Kekagetan itu bisa dimaklumi mengingat aksi tersebut dilakukan saat Indonesia baru saja menyelesaikan pesta demokrasi Pilpres dan sukses melahirkan seorang Presiden Prabowo Subiyanto yang berani dan rajin melakukan banyak gebrakan di ke 100 hari masa kerjanya. “Kok bisa dibilang Indonesia Gelap? Gelap apanya?” Kira-kira begitulah pertanyaan yang muncul di ruang -ruang publik.
Sebelumnya memang ada banyak sekali isue -isue yang diangkat oleh sebagian kecil kelompok kritis masyarakat termasuk oleh mahasiswa dalam aksi “Indonesia Gelap.”
Di antaranya ialah pertama isue soal Program Makan Bergizi Gratis (MBG) yang minta ditinjau ulang karena dianggap kurang tepat dan yang lebih tepat adalah pemerintah menjalankan program sekolah gratis ketimbang program makan gratis.
“Tugas pemerintah bukan memberikan makan pada siswa. Tugas pemerintah adalah membuat cerdas siswa. Yang perlu dikasih makan itu para orang tuanya dengan membuka lapangan pekerjaan sebanyak mungkin,” ujar Ustaz Abdul Somad (UAS), penceramah, salah seorang tokoh yang mendukung gerakan mempertanyakan program MBG.

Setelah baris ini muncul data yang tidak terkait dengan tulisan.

PR #1047, opened 2023-01-26
Create CosineWarmupScheduler class in benchmarks

Ra1Nik:
Add CosineWarmupScheduler class in benchmarks for imagenette


docs/source/getting_started/benchmarks/imagenette_benchmark.py
```diff
@@ -237,6 +234,25 @@ def get_data_loaders(batch_size: int, model):
...
 
+class CosineWarmupScheduler(torch.optim.lr_scheduler.LambdaLR):
+    def __init__(self, optimizer, warmup_epochs, last_epoch=-1, verbose=False):
+        self.warmup_epochs = warmup_epochs
+        super().__init__(optimizer, self.scale_lr, last_epoch, verbose=False)
+
+    def scale_lr(self, epoch):
+        if epoch < self.warmup_epochs:
+            return epoch / self.warmup_epochs
+        else:
```
Ra1Nik, line 245: I could also do here:

`return 0.5*utils.cosine_schedule(epoch - self.warmup_epochs, max_epochs - self.warmup_epochs, 0, 1)`

But I think it hurts legibility

guarin: It is probably better to use the existing `cosine_schedule` method as it is well tested. Also I believe you don't need the `0.5` factor.

docs/source/getting_started/benchmarks/imagenette_benchmark.py
```diff
@@ -237,6 +234,25 @@ def get_data_loaders(batch_size: int, model):
     return dataloader_train_ssl, dataloader_train_kNN, dataloader_test
 
 
+class CosineWarmupScheduler(torch.optim.lr_scheduler.LambdaLR):
```
guarin, line 237: As we use this class in many places it would maybe be better to move it into its own file. I would propose `lightly/utils/scheduler.py`. Could you also move the `cosine_schedule` method from `lightly/models/utils.py` there and update all the imports?

guarin (changes requested):
Thanks a lot for the PR! This will make things a lot cleaner. Added some comments :)

tests/utils/test_scheduler.py
```diff
@@ -0,0 +1,29 @@
+import unittest
+import torch
+from torch import nn
+
+from lightly.utils import cosine_schedule
+from lightly.utils import CosineWarmupScheduler
+
+
+class TestModelUtils(unittest.TestCase):
```
guarin, line 9:
```suggestion
class TestScheduler(unittest.TestCase):
```

tests/models/test_ModelUtils.py
```diff
@@ -222,73 +230,56 @@ def _test_random_token_mask_parameters(self, device):
...
         assert candidate_maps_filtered.shape == (3, 1, 2)
-        assert candidate_maps_filtered.equal(torch.tensor([
-            [[1, 1]],
-            [[3, 3]],
-            [[1, 1]]
-        ]))
-
-
-    def test_cosine_schedule(self):
-        momentum_0 = cosine_schedule(1, 10, 0.99, 1)
```
guarin, line 281: Great that you moved the tests!

guarin (commented):
Nice! Forgot something in the last review but we can merge this soon.

guarin (approved):
Awesome!

PR #1049, opened 2023-01-27
Add unit test for frozen prototypes 

Ra1Nik:
Add unit test


tests/models/modules/test_SwaVFreezing.py
```diff
@@ -0,0 +1,33 @@
...
+    def test_swav_frozen_prototypes(self, device: str = "cpu", seed=0):
+        criterion = torch.nn.L1Loss()
+        linear_layer = torch.nn.Linear(8, 8, bias=False)
+        prototypes = SwaVPrototypes(8, 8, 2)
+        optimizer = torch.optim.SGD(prototypes.parameters(), lr=0.01)
+        for step in range(4):
+            torch.manual_seed(seed)
+            in_features = torch.rand(4, 8, device="cpu")
+            out_features = linear_layer(in_features)
+            target_features = torch.ones(4, 8, device="cpu")
```
guarin, line 17: I think the features only have to be defined once. Same for setting the seed.

```suggestion
        torch.manual_seed(seed)
        in_features = torch.rand(4, 8, device="cpu")
        target_features = torch.ones(4, 8, device="cpu")
        for step in range(4):
            out_features = linear_layer(in_features)
```

tests/models/modules/test_SwaVFreezing.py
```diff
@@ -0,0 +1,33 @@
...
+
+import torch
+
+from lightly.models.modules.heads import SwaVPrototypes
+
+class TestSwavFreezingPrototypes(unittest.TestCase):
+    def test_swav_frozen_prototypes(self, device: str = "cpu", seed=0):
+        criterion = torch.nn.L1Loss()
+        linear_layer = torch.nn.Linear(8, 8, bias=False)
+        prototypes = SwaVPrototypes(8, 8, 2)
```
guarin, line 11: Please use argument names so it is easier to know what the `8` and `2` belong to.

tests/models/modules/test_SwaVFreezing.py
```diff
@@ -0,0 +1,33 @@
...
+            loss = criterion(out_features, target_features)
+            loss.backward()
+            optimizer.step()
+            optimizer.zero_grad()
+            if step == 0:
+                loss0 = loss
+            if step <= 2:
+                self.assertEqual(loss, loss0)
+            if step > 2:
+                self.assertNotEqual(loss, loss0)
```
guarin, line 28: Neat :)

tests/models/modules/test_SwaVFreezing.py
```diff
@@ -0,0 +1,33 @@
+import unittest
+
+import torch
+
+from lightly.models.modules.heads import SwaVPrototypes
+
+class TestSwavFreezingPrototypes(unittest.TestCase):
+    def test_swav_frozen_prototypes(self, device: str = "cpu", seed=0):
```
guarin, line 8: Could you move the test also to `test_ProjectionHeads`? Tests for functions from the same file should also always be in the same file.

tests/models/test_ProjectionHeads.py
```diff
@@ -92,6 +92,22 @@ def test_swav_prototypes(self, device: str = 'cpu', seed=0):
                             y = prototypes(x)
                         self.assertEqual(y.shape[0], batch_size)
                         self.assertEqual(y.shape[1], n_prototypes)
+
+    def test_swav_frozen_prototypes(self, device: str = 'cpu', seed=0):
```
guarin, line 96: No need for this test, the `test_swav_prototypes` covers this already.

guarin (changes requested):
Great stuff! I think you can even drop one of the tests.

guarin (approved):

PR #1050, opened 2023-01-30
Add Swav Queue benchmarks on Imagenette

Ra1Nik:
Add benchmark code for benchmarking swav on Imagenette.

### DIFF
--- a/docs/source/getting_started/benchmarks.rst
+++ b/docs/source/getting_started/benchmarks.rst
@@ -33,6 +33,7 @@ The current benchmark contains the following models:
 - :ref:`SimMiM <simmim>`
 - :ref:`SimSiam <simsiam>`
 - :ref:`SwAV <swav>`
+- :ref:`SwAV Queue <swav_queue>`
 - :ref:`TiCo <tico>`
 - :ref:`VICReg <vicreg>`
 - :ref:`VICRegL <vicregl>`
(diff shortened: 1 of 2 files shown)


docs/source/getting_started/benchmarks/imagenette_benchmark.py
```diff
@@ -1158,6 +1158,88 @@ def configure_optimizers(self):
...
+    def training_step(self, batch, batch_idx):
+        batch_swav, _, _ = batch
+        high_resolution, low_resolution = batch_swav[:2], batch_swav[2:]
+        self.prototypes.normalize()
+
+        high_resolution_features = [self._subforward(x) for x in high_resolution]
+        low_resolution_features = [self._subforward(x) for x in low_resolution]
+
+        high_resolution_prototypes = [
+            self.prototypes(x, self.global_step) for x in high_resolution_features
```
guarin, line 1187: I believe this should be `self.current_epoch` instead of `self.global_step`.

docs/source/getting_started/benchmarks/imagenette_benchmark.py
```diff
@@ -1158,6 +1158,88 @@ def configure_optimizers(self):
...
+        # Assign prototypes
+        queue_prototypes = [self.prototypes(x, self.current_epoch) for x in queue_features]
+        return queue_prototypes
+
+    def configure_optimizers(self):
+        optim = torch.optim.SGD(
+            self.parameters(),
+            lr=4.8 * lr_factor,
+            weight_decay=1e-6,
+        )
```
guarin, line 1239: SwAV uses Adam optimizer. See the `SwAVModel` above :)

guarin (changes requested):

docs/source/getting_started/benchmarks.rst
```diff
@@ -54,6 +55,7 @@ The current benchmark contains the following models:
    "SimMiM", 800, 256, 0.355, "397.8 Min", "10.5 GByte"
    "SimSiam", 800, 256, 0.852, "316.0 Min", "3.9 GByte"
    "SwaV", 800, 256, 0.899, "554.7 Min", "6.6 GByte"
+   "SwaV Queue", 800, 256, 0.894, "273.7 Min", "6.4 GByte"
```
guarin, line 58: How come it is so much faster than the normal SwaV model? 273 min seems super fast compared to the other models.

guarin: And do these results already include the gaussian blur fix?

guarin (approved):
Beautiful 😍

docs/source/getting_started/benchmarks.rst
Ra1Nik: It includes the blur fix, that's why it is so high, and I was also surprised by the timing.

Issue #1051, opened 2023-01-30
Issue in Lightly Gaussian Blur Augmentation


AurelienGauffre:
Hi,
Thank you for the amazing work on this repo. I have identified what might be an issue with the implementation of Lightly's Gaussian Blur that is negatively impacting the performance of most of the Lightly models. The source of the problem appears to be a confusion around the interpretation of the "radius" parameter in PIL's Gaussian Blur filter. Simply removing the blur augmentation currently increases significantly performances on a few Lightly models I have tested. With a quick fix of this blur augmentation, all the models I have tested seem to perform even better (cf. table below), except for SwaV since I have noticed that blur augmentation [has been disabled](https://github.com/lightly-ai/lightly/blob/5f7613b73c59a0418b449f0d7c3e1c7e2262471c/lightly/data/collate.py#L354). This could also explain why SwaV outperforms some models by far in current [Lightly Imagenette Benchmark](https://docs.lightly.ai/self-supervised-learning/getting_started/benchmarks.html) .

Kedua, soal efisiensi anggaran belanja pemerintah yang sedang dilakukan oleh pemerintah dan hal itu dianggap belum perlu karena akan menimbulkan risiko jangka pendek yang merugikan rakyat seperti kehilangan banyak lapangan pekerjaan dan berkurangnya jumlah perputaran uang di tengah masyarakat.
Selain itu, kebijakan tersebut juga belum diiringi dengan gaya hidup sederhana sebagian besar pejabat publik. Yang terjadi justru sebaliknya, para elit di pemerintahan cenderung senang mempertahankan dan mempertontonkan sifat dan gaya hidup hedon.
Ketiga, soal kabinet gemuk yang dibentuk oleh pemerintahan Prabowo, dinilai tidak sejalan dengan semangat efisiensi yang sedang digaungkan oleh pemerintah sendiri.
Keempat, masalah pelaksanaan Proyek Strategis Nasional (PSN) yang di beberapa tempat telah menimbulkan banyak kerusakan lingkungan dan memicu timbulnya konflik sporadis.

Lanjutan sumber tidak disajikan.